- Opening Delimiter -

PR #2219, opened 2024-05-24
Ticket #2154: enable/disable email sending

### LINKED ISSUE #2154: Add a way to turn off email sending in non-production envirornments
### Issue description

Email sending should always be on by default, however, there are times when we are running through tests in shared envirornments where users may perform activites which will result in unnecessary email sending. This is especially the case when a fixture user's email is the creator on a domain request and another user approves the  domain request. The risk of sending an accidental email to a coworker would be nice to avoid. 

We will also be providing a way to do and export from stable and into a test environment but we don't want emails accidentally sending to real users.

Thus in all non-production settings we should have the ability to turn sending emails on and off

### Acceptance criteria

- [ ] create an environment variable or feature flag for turning 
- [ ] add a few lines to documentation (readmes in the developer folder) to let other devs know how to turn this on/off and see if it's on (be brief)
- [ ] ensure this cannot be on in production (you can just check your feature flag/env variable along side our IS_PRODUCTION variable)

### Additional context

Pro of using feature flag is that a user just needs to check django admin to see if it's on and can use that to flip it on and off. This is pretty convenient on sandboxes that are shared as otherwise you would have to check what environment variables are turned on for that sandbox which is a slightly slower process. The choice is up to the developer here.

### Links to other issues

_No response_

zandercymatics:
## Ticket

Resolves #2154

## Changes

- Adds a switch called "disable_email_sending"
- Configure/use the built in "Switch" component from django-waffle

## Context for reviewers
This PR adds a WaffleSwitch (much like a waffle flag) that disables email sending when activated. The rationale for using a switch rather than a flag or an environment variable is [noted here](https://github.com/cisagov/manage.get.gov/issues/2154#issuecomment-2129716017). **However**, this can easily change if need be.

## Setup
To test this, first try sending an email normally. This can be done in many ways, but the fastest is usually by sending a domain invitation. This should work as it did before.

Afterwards, go to `/admin` (as a superuser) and click `WaffleSwitch`. Find the record listed as `disable_email_sending` and click it. On the record, click the enable checkbox.

Now, try to send out emails. All of them should fail, but still display an error message for the end user that it has failed.

  - [ ] Chrome
  - [ ] Microsoft Edge
  - [ ] FireFox
  - [ ] Safari

- [ ] Checked behavior

  - [ ] Chrome
  - [ ] Microsoft Edge
  - [ ] FireFox
  - [ ] Safari

### DIFF
--- a/src/registrar/utility/email.py
+++ b/src/registrar/utility/email.py
@@ -37,7 +37,7 @@ def send_templated_email(
     Raises EmailSendingError if SES client could not be accessed
     """
 
-    if flag_is_active(None, "disable_email_sending") and not settings.IS_PRODUCTION:  # noqa
+    if flag_is_active(None, "disable_email_sending") and not settings.IS_PRODUCTION:  # type: ignore
         message = "Could not send email. Email sending is disabled due to flag 'disable_email_sending'."
         raise EmailSendingError(message)
 


src/registrar/config/settings.py
```diff
@@ -329,10 +329,17 @@
 # If Waffle encounters a reference to a flag that is not in the database, should Waffle create the flag?
 WAFFLE_CREATE_MISSING_FLAGS = True
 
+# If Waffle encounters a reference to a switch that is not in the database, should Waffle create the switch?
```
abroddrick, line 332: remove the question mark here and on 329 and make these statements please.

src/registrar/utility/email.py
```diff
@@ -35,6 +36,10 @@ def send_templated_email(
 
     Raises EmailSendingError if SES client could not be accessed
     """
+    if switch_is_active("disable_email_sending") and not settings.IS_PRODUCTION:
+        message = "Could not send email. Email sending is disabled due to switch 'disable_email_sending'."
+        raise EmailSendingError(message)
```
abroddrick, line 41: Why are we raising an error here? we should just no-op here after logging that email sending is turned off, right?

abroddrick:
@zandercymatics I didn't want to use a switch here as we are increasing our tool base where we could still use a flag to do this same thing. This increases the training that people have to now know the difference between the two, when to use one vs the other, and now we have another table that will need content etc. While it may seem like the perfect case to use it, it adds additional overhead for future developers.

docs/developer/README.md
```diff
@@ -405,3 +405,11 @@ This function is triggered by the post_save event on the User model, designed to
 1. For New Users: Upon the creation of a new user, it checks for an existing `Contact` by email. If no matching contact is found, it creates a new Contact using the user's details from Login.gov. If a matching contact is found, it associates this contact with the user. In cases where multiple contacts with the same email exist, it logs a warning and associates the first contact found.
 
 2. For Existing Users: For users logging in subsequent times, the function ensures that any updates from Login.gov are applied to the associated User record. However, it does not alter any existing Contact records.
+
```
abroddrick, line 408: If we are adding in switches, and now increasing dev tools to use both, please add documentation on when to use one vs the other, it can link to other documentation from the source if you want. If this needs to be a follow on ticket that's fine too but please make that ticket

abroddrick:
@zandercymatics For waffle flag needing a request object, looking at the code it won't use the http response in every case, so I would first try just sending none as the request and then try an empty httprequest obejct without needing to pass anything. see how it's used in [this function](https://github.com/jazzband/django-waffle/blob/e63a13f87b328e9938e7459be3fd8b488226035d/waffle/models.py#L261). 
I don't think adding a none or an empty http response would really create tech debt, if those didn't work and you had to grab the current request that may be another story, but the documentation and stack overflow seem to indicate that sending empty http requests should work fine.

 I would say to at least attempt to use the current waffle tool before jumping to switches, but again I am not blocking on this as it's for development only. I would rather use the admin interface no matter what than an env variable.

CocoByte (approved):
LGTM!  Nice work on the testing portion.  I do like how you raise an error with a custom message if e-mail sending is disabled via the waffle flag.  Seems more complete and debug-friendly than not raising an error.

Approved.

PR #2344, opened 2024-06-20
Update domain_invitation_description.html to give better direction to analysts

h-m-f-t:
The table description can be improved to give analysts better context in-platform. This change makes an attempt.

### DIFF
--- a/src/registrar/templates/django/admin/includes/descriptions/domain_invitation_description.html
+++ b/src/registrar/templates/django/admin/includes/descriptions/domain_invitation_description.html
@@ -5,7 +5,7 @@ accept and become a domain manager.
 </p>
 
 <p>
-An “invited” status indicates that the recipient has not logged in to the registrar since the invitation was sent. Deleting an invitation with a "invited" status will prevent the user from signing in.
+An “invited” status indicates that the recipient has not logged in to the registrar since the invitation was sent. Deleting an invitation with an "invited" status will prevent the user from signing in.
 A “received” status indicates that the recipient has logged in. Deleting an invitation with a "received" status will stop a user's email address from showing in the domain managers list, but it will not revoke their access from the domain. To remove a user who has already signed in, go to <a class="text-underline" href="{% url 'admin:registrar_userdomainrole_changelist' %}">User domain roles</a> and delete the role for the correct  domain/manager combination.
 </p>
 
--- a/src/registrar/templates/django/admin/includes/descriptions/domain_invitation_description.html
+++ b/src/registrar/templates/django/admin/includes/descriptions/domain_invitation_description.html
@@ -5,8 +5,8 @@ accept and become a domain manager.
 </p>
 
 <p>
-An “invited” status indicates that the recipient has not logged in to the registrar since the invitation was sent. 
-A “received” status indicates that the recipient has logged in.
+An “invited” status indicates that the recipient has not logged in to the registrar since the invitation was sent. Deleting an invitation with a "invited" status will prevent the user from signing in.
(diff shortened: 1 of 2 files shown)


h-m-f-t:
cc: @Katherine-Osos, feedback welcome. When this lands, let's update the Google Doc.

h-m-f-t:
Thanks, Zander! I was definitely taking a stab in the dark and appreciate your feedback.

src/registrar/templates/django/admin/includes/descriptions/domain_invitation_description.html
```diff
@@ -5,8 +5,8 @@
 </p>
 
 <p>
-An “invited” status indicates that the recipient has not logged in to the registrar since the invitation was sent. 
-A “received” status indicates that the recipient has logged in.
+An “invited” status indicates that the recipient has not logged in to the registrar since the invitation was sent. Deleting an invitation with a "invited" status will prevent the user from signing in.
```
Katherine-Osos, line 8:
```suggestion
An “invited” status indicates that the recipient has not logged in to the registrar since the invitation was sent. Deleting an invitation with an "invited" status will prevent the user from signing in.
```

src/registrar/templates/django/admin/includes/descriptions/domain_invitation_description.html
```diff
@@ -5,8 +5,8 @@
...
+A “received” status indicates that the recipient has logged in. Deleting an invitation with a "received" status will stop a user's email address from showing in the domain managers list, but it will not revoke their access from the domain. To remove a user who has already signed in, go to <a class="text-underline" href="{% url 'admin:registrar_userdomainrole_changelist' %}">User domain roles</a> and delete the role for the correct  domain/manager combination.
```
Katherine-Osos, line 9:
```suggestion
A “received” status indicates that the recipient has logged in. Deleting an invitation with a "received" status will not revoke that user's access from the domain. To remove a user who has already signed in, go to <a class="text-underline" href="{% url 'admin:registrar_userdomainrole_changelist' %}">User domain roles</a> and delete the role for the correct  domain/manager combination.
```

Katherine-Osos: I just tested this out. If you delete an invitation that has been retrieved via the admin (which is only possible by superusers), the only visual change in the registrar is that—on the "domain managers" **page**—the user's email will no longer appear in the "Invitations" table. But that email will still appear in the "Domain managers" table. (There are two tables on the page once invitations have been sent.) 

That might be confusing to include within this description. So I suggest omitting that visual distinction from this description.

h-m-f-t: @Katherine-Osos I think the deleted text is still worthwhile. It's reasonable for someone to expect that removing an invitation would do both things (removing from the domain manager list _and_ revoking access). Revoking access is definitely more important, so it's good to be clearer there. Can you say more about why we should be silent on removing from the list?

Katherine-Osos: @h-m-f-t Sorry, my description was probably kind of confusing. If you delete a retrieved invitation via the admin ... that user will still show on the "domain manager" page within the registrar. The deleted text says it "_will stop a user's email address from showing in the domain managers list_" - which is not true. Were you actually saying it will be removed from the "domain invitations" table in the admin? If so, we should use that language, instead.

abroddrick: Agree with Katherine here. It could even call out too that "if you delete an invitation, be sure to remove their user domain role for this domain as well"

- Closing Delimiter -

* _Problem to work on_
In the entries above, tally the lines containing the word "logging" and return only the tally.

* _Output below_
2